Akibat dari penurunan minat masyarakat dalam membeli pakaian baru untuk Idul Fitri tidak hanya dirasakan oleh pedagang pakaian, karena para pedagang makanan juga merasakan dampak penurunan penghasilan mereka karena berkurangnya minat masyarakat untuk berbelanja makanan lebaran seperti anak yang akan dihidangkan untuk tamu yang bersilaturahmi ke rumah. Tetapi para pedagang tidak kekurangan ide untuk membuat dagangannya tetap banyak yang terjual.

Banyak sekali para pedagang yang memasarkan barang dagangannya melalui media sosial. Dan cara ini juga dinilai cukup efektif dalam membantu pemasaran produk yang mereka jual. Karena adanya kebijakan yang dikeluarkan oleh Pemerintah mengenai larangan untuk berkerumun untuk memutus mata rantai penyebaran virus covid-19. Dan jika produk yang dijual dilakukan pemasaran melalui media sosial, maka tidak akan sampai menimbulkan kerumunan. Konsumen hanya tinggal menunggu barang yang dibeli untuk dikirim ke alamat tujuan.

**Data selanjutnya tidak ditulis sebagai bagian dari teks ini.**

PR #314, opened 2023-02-14
Util shuffle

pfmooney:
Dedicate a space to rarely used development utilities, and reshape some of the bhyve-api/viona-api crates to make their use easier in said utilities.


Cargo.toml
```diff
@@ -94,6 +97,7 @@ progenitor = { git = "https://github.com/oxidecomputer/progenitor", branch = "ma
 propolis = { path = "lib/propolis", default-features = false }
 propolis-client = { path = "lib/propolis-client" }
 propolis-server-config = { path = "crates/propolis-server-config" }
+propolis-standalone-config = { path = "crates/propolis-standalone-config" }
```
luqmana, line 100: It'd be nice to be able to just consolidate these and have a single config. The on-disk format doesn't necessarily have to change but maybe something like `Config::new_standalone`/`Config::new_server`? Or even just a simpler first step would be keeping both in a common crate `StandaloneConfig`/`ServerConfig`.

bin/propolis-utils/Cargo.toml
```diff
@@ -0,0 +1,22 @@
+[package]
+name = "propolis-utils"
+version = "0.0.0"
+authors = ["Patrick Mooney <pmooney@oxide.computer>"]
+license = "MPL-2.0"
+edition = "2018"
```
luqmana, line 6: 2021 should be fine here, our current MSRV is 1.64 which is new enough (2021 edition was introduced with 1.56).

bin/propolis-utils/README.md
```diff
@@ -0,0 +1,11 @@
...
+
+This is a collection of assorted utilities which may be useful for certain
+development activities, but are otherwise not meant for general consumption.
+
+## Utilities
+
+- `savex`:  Extract data fields from a `propolis-standalone` instance which was
+  halted and saved with the `-s` flag.
+- `cpuid-gen`: Generated CPUID profile using the legacy emulated output from the
+  local host CPU, as filtered by the kernel VMM logic.
```
luqmana, line 11: :o cool addition!

bin/propolis-utils/src/bin/cpuid-gen.rs
```diff
@@ -0,0 +1,249 @@
...
+use clap::Parser;
+
+fn create_vm() -> anyhow::Result<VmmFd> {
+    let name = format!("cpuid-gen-{}", std::process::id());
+    let mut req = bhyve_api::vm_create_req::new(&name);
+
+    let ctl = VmmCtlFd::open()?;
+    let _ = unsafe { ctl.ioctl(bhyve_api::VMM_CREATE_VM, &mut req) }?;
+
+    let vm = VmmFd::open(&name).map_err(|e| {
```
luqmana, line 14: Could we extend the create request to also return a handle to the newly created vm (say with a new create flag)?

bin/propolis-utils/src/bin/cpuid-gen.rs
```diff
@@ -0,0 +1,249 @@
...
+        // Attempt to manually destroy the VM if we cannot open it
+        let mut destroy = bhyve_api::vm_destroy_req::new(&name);
+        let _ = unsafe { ctl.ioctl(bhyve_api::VMM_DESTROY_VM, &mut destroy) };
+        e
+    })?;
+
+    vm.ioctl_usize(bhyve_api::ioctls::VM_SET_AUTODESTRUCT, 1).map_err(|e| {
+        // Destroy instance (and faile) if auto-destruct cannot be set
```
luqmana, line 22: nit: don't need the bit in parens there?

bin/propolis-utils/src/bin/cpuid-gen.rs
```diff
@@ -0,0 +1,249 @@
...
+            0x1 => {
+                if data.ecx & CPU_FEAT_ECX_XSAVE != 0 {
+                    xsave_supported = true;
+                }
+                results.insert(CpuidKey::Leaf(eax), data);
+            }
+            0x7 => {
+                results.insert(CpuidKey::SubLeaf(eax, 0), data);
+
+                // TODO: handle more sub-leaf entries?
```
luqmana, line 144: Worth using the `x86` crate so we don't have to manually handle every case here? It does seem to support just providing a custom function instead of trying to execute cpuid itself: https://docs.rs/x86/latest/x86/cpuid/struct.CpuId.html#method.with_cpuid_fn

pfmooney: While some of the handling in that crate looks convenient, I'm not sure it's what we want here, since it seems less focused on manipulating the raw values?

.gitignore
```diff
@@ -1,5 +1,6 @@
 /target
 /crates/*/header-check/target
+/crates/*/header-check/Cargo.lock
```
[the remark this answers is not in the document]
pfmooney: I renamed them originally because I wanted them to be part of the workspace, but that was untenable since the header check `build.rs` requires a path to illumos sources lest it fail loudly.  This made rust-analyzer and friends complain about the workspace containing said failing builds.

Considering how the header-check stuff is mostly out of the way for most repo consumers, I think it's probably fine?

Cargo.toml
pfmooney: I've kept the standalone config stuff separate since we seem more likely to do weird stuff there than in propolis-server.  I'd really like to keep the option of experimentation there without having to worry about breaking something in -server.

bin/propolis-utils/README.md
pfmooney: Once CPUID handling gets wired up, I wanted a util to more easily generate profiles for hardware (such as Intel ;-) ) which differs from what we're shipping in production, but is still necessary for dev work.

bin/propolis-utils/src/bin/cpuid-gen.rs
pfmooney: As in part of the higher-level API of `bhyve_api` or the underlying ioctl itself?  I have considered adding it to the VM creation ioctl, but that'll probably wait until it can be part of [#15124](https://www.illumos.org/issues/15124)

bin/propolis-utils/src/bin/cpuid-gen.rs
pfmooney: Will clean that up

bin/propolis-utils/Cargo.toml
pfmooney: Will change that.  I mostly just cargo-culted when copying stuff over.

bin/propolis-utils/src/bin/cpuid-gen.rs
pfmooney: Filed [#15396](https://www.illumos.org/issues/15396) in regards to this.

luqmana (approved):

Selain dampak yang dirasakan oleh para pedagang pakaian dan makanan dikarenakan pemasukan yang menurun, akibat adanya pandemi covid-19 ini juga berakibat diadakannya shalat Idul Fitri berjamaah di setiap masjid maupun lapangan. Dikarenakan terlalu banyak jamaah yang ikut sholat idul fitri, sehingga sebagai upaya pencegahan sholat idul fitri di masa pandemi covid-19 ini dilaksanakan di rumah masing-masing. Tentunya semua hal yang sudah diupayakan oleh masyarakat ini memiliki tujuan yang baik, yaitu untuk memutus mata rantai penyebaran virus covid-19.

Ada juga upaya lain yang dilakukan pemerintah dalam memutus mata rantai penyebaran virus covid-19, yaitu dengan menghimbau supaya masyarakat tidak bersilaturahmi ke rumah tetangga dan kerabat untuk menghindari kerumunan. Tentu kebijakan seperti ini mendapatkan berbagai macam respon dari masyarakat.

Ada yang mematuhi kebijakan yang telah ditetapkan, tetapi ada juga yang tidak peduli dengan kebijakan pemerintah tersebut. Bagi masyarakat yang benar-benar mematuhi kebijakan pemerintah, selalu melakukan apa yang telah menjadi peraturan yang ditetapkan, tetapi bagi masyarakat yang tidak peduli dengan kebijakan tersebut, tetap melakukan kegiatan bersilaturahmi ke rumah tetangga dan kerabat yang membuka pintunya. Dan semua hal ini kembali ke keyakinan masing-masing, jadi tidak perlu dibuat pusing.